45 thoughts on “Keeping your fitness motivation in 2018

  1. Great post! I feel like people start out the new year with super unrealistic goals and then quickly loose motivation. Starting small is such great advice!

  2. I think taking time to set realistic, achievable goals is super important. I think the acronym is SMART- Specific, Measurable, Attainable, Relevant, and Time-Sensitive. Makes all the difference. Great post 🙂

  3. I love the idea of setting check in times on goals. I’m totally going to have to do that. One thing I want to do in 2018 is strength training but I’ll ease into it instead of going from none to multiple days a week.

  4. I’m one of those people that need accountability so I tend to do better with fitness groups/classes – dance class, yoga (with a friend). I definitely want to do more yoga in 2018 as I’ve only just begun but I do like it. It’s tough, because I’m new to it all, but it makes me feel good and I want to work on my flexibility, etc. As for doing something you enjoy, I totally agree -that can be hard to find though, so definitely keep looking!


  5. I’m easing back into the working out thing and measurable goals is my biggest problem. I always go to the gym thinking I’m coming out 4 sizes smaller and get discouraged. It’s a marathon not a sprint!

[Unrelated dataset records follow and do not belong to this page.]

PR #186, opened 2020-11-09
Be tolerant to ingresses without backends

sudswasavi:
This commit makes AKO tolerant to ingresses without backends.
We simply return and not process.

Added a test to verify this.

### DIFF
--- a/internal/nodes/validator.go
+++ b/internal/nodes/validator.go
@@ -56,18 +56,23 @@ func (v *Validator) IsValiddHostName(hostname string) bool {
 	return false
 }
 
-func validateSpecFromHostnameCache(key, ns, ingName string, ingSpec v1beta1.IngressSpec) {
+func validateSpecFromHostnameCache(key, ns, ingName string, ingSpec v1beta1.IngressSpec) bool {
 	nsIngress := ns + "/" + ingName
 	for _, rule := range ingSpec.Rules {
-		for _, svcPath := range rule.IngressRuleValue.HTTP.Paths {
-			found, val := SharedHostNameLister().GetHostPathStoreIngresses(rule.Host, svcPath.Path)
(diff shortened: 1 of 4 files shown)


internal/nodes/validator.go
```diff
@@ -56,18 +56,23 @@ func (v *Validator) IsValiddHostName(hostname string) bool {
...
-func validateSpecFromHostnameCache(key, ns, ingName string, ingSpec v1beta1.IngressSpec) {
+func validateSpecFromHostnameCache(key, ns, ingName string, ingSpec v1beta1.IngressSpec) bool {
 	nsIngress := ns + "/" + ingName
 	for _, rule := range ingSpec.Rules {
-		for _, svcPath := range rule.IngressRuleValue.HTTP.Paths {
-			found, val := SharedHostNameLister().GetHostPathStoreIngresses(rule.Host, svcPath.Path)
-			if found && len(val) > 0 && utils.HasElem(val, nsIngress) && len(val) > 1 {
-				// TODO: push in ako apiserver
-				utils.AviLog.Warnf("key: %s, msg: Duplicate entries found for hostpath %s%s: %s in ingresses: %+v", key, nsIngress, rule.Host, svcPath.Path, utils.Stringify(val))
+		if rule.IngressRuleValue.HTTP != nil {
```
parimanur, line 62: Nit: return false if rule.IngressRuleValue.HTTP == nil ? else can be avoided.

parimanur (approved):

internal/nodes/validator.go
sudswasavi: Thought I am doing that in line 71?

monotosh-avi (approved):

shubhamavi (approved):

    1. It can definitely be a challenge, especially when you are not seeing the results you want right away. I try not to focus on size and weight and instead set performance goals for myself, like running a mile without stopping, or doing x number of pushups on my toes. I have found that to be helpful for me.

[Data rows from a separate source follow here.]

PR #190, opened 2020-11-11
Set status in AKO statefulset on all avi object deletion

monotosh-avi:
Here are the set of actions takes by ako when deleteConfig is set to true:
- When deleteConfig is set to true, a condition in AKO status is set to - {“message":"objDeletionStarted",}
- After all avi objects are deleted, a condition in AKO status is set to - {“message":"objDeletionDone"}


internal/rest/dequeue_nodes.go
```diff
@@ -407,8 +407,29 @@ func (rest *RestOperations) deleteVSOper(vsKey avicache.NamespaceName, vs_cache_
 		rest_ops = rest.L4PolicyDelete(vs_cache_obj.L4PolicyCollection, namespace, rest_ops, key)
 		rest_ops = rest.PoolGroupDelete(vs_cache_obj.PGKeyCollection, namespace, rest_ops, key)
 		rest_ops = rest.PoolDelete(vs_cache_obj.PoolKeyCollection, namespace, rest_ops, key)
-		return rest.ExecuteRestAndPopulateCache(rest_ops, vsKey, nil, key)
+		retVal := rest.ExecuteRestAndPopulateCache(rest_ops, vsKey, nil, key)
```
parimanur, line 410: nit: rename retVal -> success?

internal/status/configmap_finaliser.go
```diff
@@ -0,0 +1,55 @@
...
+	}
+	currConfig.SetFinalizers([]string{})
+	UpdateConfigmapFinalizer(currConfig, []string{})
+	utils.AviLog.Infof("Removed the finalizer %s from avi CM", lib.ConfigmapFinalizer)
+}
+
+// SetConfigmapFinalizer : update from configmap with ako finaliser.
+// After this the configmap cannot be deleted by the user without clearing the finaliser
+func AddConfigmapFinalizer() {
+	currConfig, err := utils.GetInformers().ConfigMapInformer.Lister().ConfigMaps("avi-system").Get("avi-k8s-config")
```
parimanur, line 28: use AviNS constant.

internal/rest/dequeue_nodes.go
```diff
@@ -407,8 +407,29 @@ func (rest *RestOperations) deleteVSOper(vsKey avicache.NamespaceName, vs_cache_
...
+		if retVal == true {
+			vsKeysPending := rest.cache.VsCacheMeta.AviGetAllKeys()
+			utils.AviLog.Infof("key: %s, msg: Number of VS deletion pending: %d", key, len(vsKeysPending))
+			if len(vsKeysPending) == 0 {
+				// All VSes got deleted, done with deleteConfig operation. Now notify the user
+				if lib.ConfigDeleteSyncChan != nil {
+					utils.AviLog.Debugf("key: %s, msg: sending signal for vs deletion notification", key)
+					close(lib.ConfigDeleteSyncChan)
+					lib.ConfigDeleteSyncChan = nil
```
parimanur, line 419: Can we close the chan at single place? Because it can effectively enter into L#: 427 and close already closed chan.

monotosh-avi: We would not reach that, we are returning at line 423

internal/rest/dequeue_nodes.go
monotosh-avi: I'll update

internal/status/configmap_finaliser.go
monotosh-avi: Makes sense, I'll use a constant

sudswasavi (commented):
Broadly looks good.
One problem in a TKGm flow with just finalizer without ownerref. They might issue a delete call for all kubernetes resources. The statefulset would get deleted, but the configmap won't. It can then get into an infinite wait because the finalizer string from the configmap had to be removed by the SS and it's no longer present.

We could have two options: 
 - Make the SS a child of the CM.
 - Always create CM before SS.

go.sum
```diff
@@ -2,6 +2,14 @@ cloud.google.com/go v0.26.0/go.mod h1:aQUYkXzVsufM+DwF1aE+0xfcU+56JwCaLick0ClmMT
 cloud.google.com/go v0.34.0/go.mod h1:aQUYkXzVsufM+DwF1aE+0xfcU+56JwCaLick0ClmMTw=
 cloud.google.com/go v0.38.0 h1:ROfEUZz+Gh5pa62DJWXSaonyu3StP6EA6lPEXPI6mCo=
 cloud.google.com/go v0.38.0/go.mod h1:990N+gfupTy94rShfmMCWGDn0LpTmnzTp2qbd1dvSRU=
+github.com/Azure/go-ansiterm v0.0.0-20170929234023-d6e3b3328b78/go.mod h1:LmzpDX56iTiv29bbRTIsUNlaFfuhWRQBWjQdVyAevI8=
```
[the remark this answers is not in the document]
monotosh-avi: These got added somehow automatically. I'll remove them.

internal/k8s/ako_init.go
```diff
@@ -542,6 +548,21 @@ func (c *AviController) DeleteModels() {
 		utils.AviLog.Infof("Deleting objects for model: %s", modelName)
 		sharedQueue.Workqueue[bkt].AddRateLimited(modelName)
 	}
+
+	// Wait for maximum 30 minutes for the sync to get completed
+	timeout := make(chan bool, 1)
+	go func() {
+		time.Sleep(lib.AviObjDeletionTime * time.Minute)
```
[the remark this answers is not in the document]
monotosh-avi: I had checked with system test team. It takes around 23 minutes with 3k ingresses (secure + insecure)

sudswasavi (commented):
One minor nit.

internal/rest/dequeue_nodes.go
```diff
@@ -407,8 +407,29 @@ func (rest *RestOperations) deleteVSOper(vsKey avicache.NamespaceName, vs_cache_
 		rest_ops = rest.L4PolicyDelete(vs_cache_obj.L4PolicyCollection, namespace, rest_ops, key)
 		rest_ops = rest.PoolGroupDelete(vs_cache_obj.PGKeyCollection, namespace, rest_ops, key)
 		rest_ops = rest.PoolDelete(vs_cache_obj.PoolKeyCollection, namespace, rest_ops, key)
-		return rest.ExecuteRestAndPopulateCache(rest_ops, vsKey, nil, key)
+		success := rest.ExecuteRestAndPopulateCache(rest_ops, vsKey, nil, key)
+		if success == true {
```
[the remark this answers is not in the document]
monotosh-avi: Didn't get this .. do you think we need to check something more ?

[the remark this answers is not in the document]
sudswasavi: "If success" is equivalent to "if success == true"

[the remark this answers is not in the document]
monotosh-avi: Oh yes, that would work. Updated.

parimanur (approved):

internal/status/statefulset_status.go
```diff
@@ -0,0 +1,98 @@
...
+	if err != nil {
+		utils.AviLog.Warnf("Error in updating ako statefulset: %v", err)
+		return
+	}
+	utils.AviLog.Debugf("Successfully reset ako statefulset: %v", u)
+}
+
+// AddStatefulSetStatus sets a condition in status of AKO statefulset to the desired value
+func AddStatefulSetStatus(msg string) {
+	ss, err := utils.GetInformers().ClientSet.AppsV1().StatefulSets(lib.AviNS).Get(lib.AKOStatefulSet, metav1.GetOptions{})
```
hemantavi, line 64: @sudswasavi @shubhamavi does AKO run in `avi-system` always? Or, in wcp, it can run in a different namespace too?

internal/k8s/ako_init.go
```diff
@@ -554,6 +562,21 @@ func (c *AviController) DeleteModels() {
...
+		timeout <- true
+	}()
+	lib.SetConfigDeleteSyncChan()
+	select {
+	case <-lib.ConfigDeleteSyncChan:
+		utils.AviLog.Infof("Processing done for deleteConfig, user would be notified through statefulset update")
+	case <-timeout:
+		utils.AviLog.Warnf("Timed out while waiting for rest layer to respond for delete config")
+	}
+	status.AddStatefulSetStatus(lib.ObjectDeletionDoneStatus)
```
hemantavi, line 579: Can we pls check for the timeout here and then update the status as `objDeletionTimeout`?

hemantavi (commented):
LGTM with a couple of comments.

sudswasavi (approved):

  6. Great post! Number four is so important, yet so hard to get into the mindset of. Once I feel like I’ve derailed my progress, I’m so quick to sabotage the rest. Excellent reminder for those of us like me

    Rae | Mindful Rambles

  7. All really great tips! I think picking something you like and not letting a bad day/week derail you are really important!

  8. I’ve always been an ongoing exerciser, but now that it’s cold, it’s easy to be lazy and not workout. I try to keep in mind how fabulous I want my clothes to look as motivation to stay in the gym lol.

  9. I so agree with you about everyone starting somewhere… upon my first yoga class (which I wrongly expected to be “easy”) I was so disapppointed that I couldn’t get a handstand! But everyone starts somewhere!

  10. I love these tips! It’s definitely important to keep your expectations realistic and don’t let things get you down. Results take time!

  11. Love what you mentioned about yoga. We are so quick to compare ourselves to each other and we have different situations!

    1. For sure, it is easy to start comparing to others, but you often don’t know how they got to that point.

  12. I enjoy walking and jogging. If I have a bad couple weeks schedule wise, I just make it a point to get back on track. It happens, but having a plan or goal to exercise helps me complete the task!

  13. I think pacing yourself is important! In the past I tried to jump right in to high intensity exercise and almost always burned out in the first month. My latest exercise venture started in October & I am happy to report I am still jogging almost 6 months later. Slow & steady wins the race!!

  14. For the first time ever, I am consistently working out six times a week. I’m doing 80 Day Obsession and I think for me one of the keys is staying positive and keeling it fun. Autumn, the instructor, is so motivating all the time and laughs along with everyone. I love it! I feel like I’m in the room with them and get so excited for my workout every morning.